Il j'accuse della scrittrice e attivista canadese su Trump e le sue politiche shock. «I principali pilastri del progetto politico ed economico di Trump sono: la decostruzione dello stato regolatore; un attacco a testa bassa al welfare e ai servizi sociali; lo scatenamento di una corsa interna ai combustibili fossili; e  una guerra di civiltà contro gli immigrati»

di Naomi Klein

Durante la prima settimana in carica di Donald Trump, mentre firmava uno tsunami di ordini esecutivi e alla gente girava la testa nel disperato tentativo di tenergli dietro, mi è tornata in mente la descrizione che fece la paladina dei diritti umani Halina Bortnowska dell’esperienza polacca allorché gli Stati Uniti imposero al suo paese una terapia economica d’urto, crollato il comunismo sovietico.
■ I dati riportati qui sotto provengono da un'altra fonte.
PR #1798, opened 2021-05-18
`properties:list` action should not always include examples

evantahler:
This PR makes the `properties:list` action optionally include examples via a new `includeExamples` param

### DIFF
--- a/core/src/actions/properties.ts
+++ b/core/src/actions/properties.ts
@@ -21,6 +21,7 @@ export class PropertiesList extends AuthenticatedAction {
       unique: { required: false },
       state: { required: false },
       sourceId: { required: false },
+      includeExamples: { required: true, default: "false" },
       order: {
         required: false,
         default: [
@@ -32,6 +33,9 @@ export class PropertiesList extends AuthenticatedAction {
   }
 
   async runWithinTransaction({ params }) {
+    const includeExamples =
+      params.includeExamples === "true" || params.includeExamples === true;
+
     const where = {};
     if (params.state) where["state"] = params.state;
     if (params.sourceId) where["sourceId"] = params.sourceId;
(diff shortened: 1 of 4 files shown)


core/src/actions/properties.ts
```diff
@@ -50,30 +54,31 @@ export class PropertiesList extends AuthenticatedAction {
...
-        },
-        order: [["id", "asc"]],
-        limit: 5,
-      });
-      const exampleValues = examples.map((e) => e.rawValue);
-
       responseProperties.push(apiData);
-      responseExamples[property.id] = exampleValues;
+
+      if (includeExamples) {
```
bleonard, line 61: can probably do an N+1 Eager load fix later if you want.

evantahler: Can you share more about how that applies in this case?  We don't want to use the same 5 profiles for each Property, because they may have null values... so we search for 5 non-null ProfileProperties for each Property.

bleonard: I believe it's conceptaully similar to `User` that `hasMany` `Tools` like in this example.
https://sequelize.org/master/manual/eager-loading.html

In our case
In the model: `Property.hasMany(ProfileProperties)`

In this file:
```
const properties = await Property.findAll({
  include: {
    model: ProfileProperty,
    where: {
      rawValue: { [Op.not]: null },
    },
  }
});

for (const property of property) {
  const examples = property.profileProperties;
  // use that
}
```

I suppose the issue is the `limit` situation.
There is this `separate` thing.
```
const properties = await Property.findAll({
  include: {
    model: ProfileProperty,
    where: {
      rawValue: { [Op.not]: null },
    },
    order: [["id", "asc"]],
    limit: 5,
    separate: true,
  }
});

for (const property of property) {
  const examples = property.profileProperties;
  // use that
}
```
I would check to see if it's smarter than what we are doing manually here (or maybe it's the same).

Definì la velocità dei cambiamenti che stava vivendo il suo paese come «la differenza tra gli anni dei cani e gli anni degli esseri umani», aggiungendo che «inizi a vedere reazioni semipsicotiche. Non ci si può più attendere che la gente agisca nel proprio interesse quando è talmente disorientata da non capire qual è il suo interesse, oppure non le importa più».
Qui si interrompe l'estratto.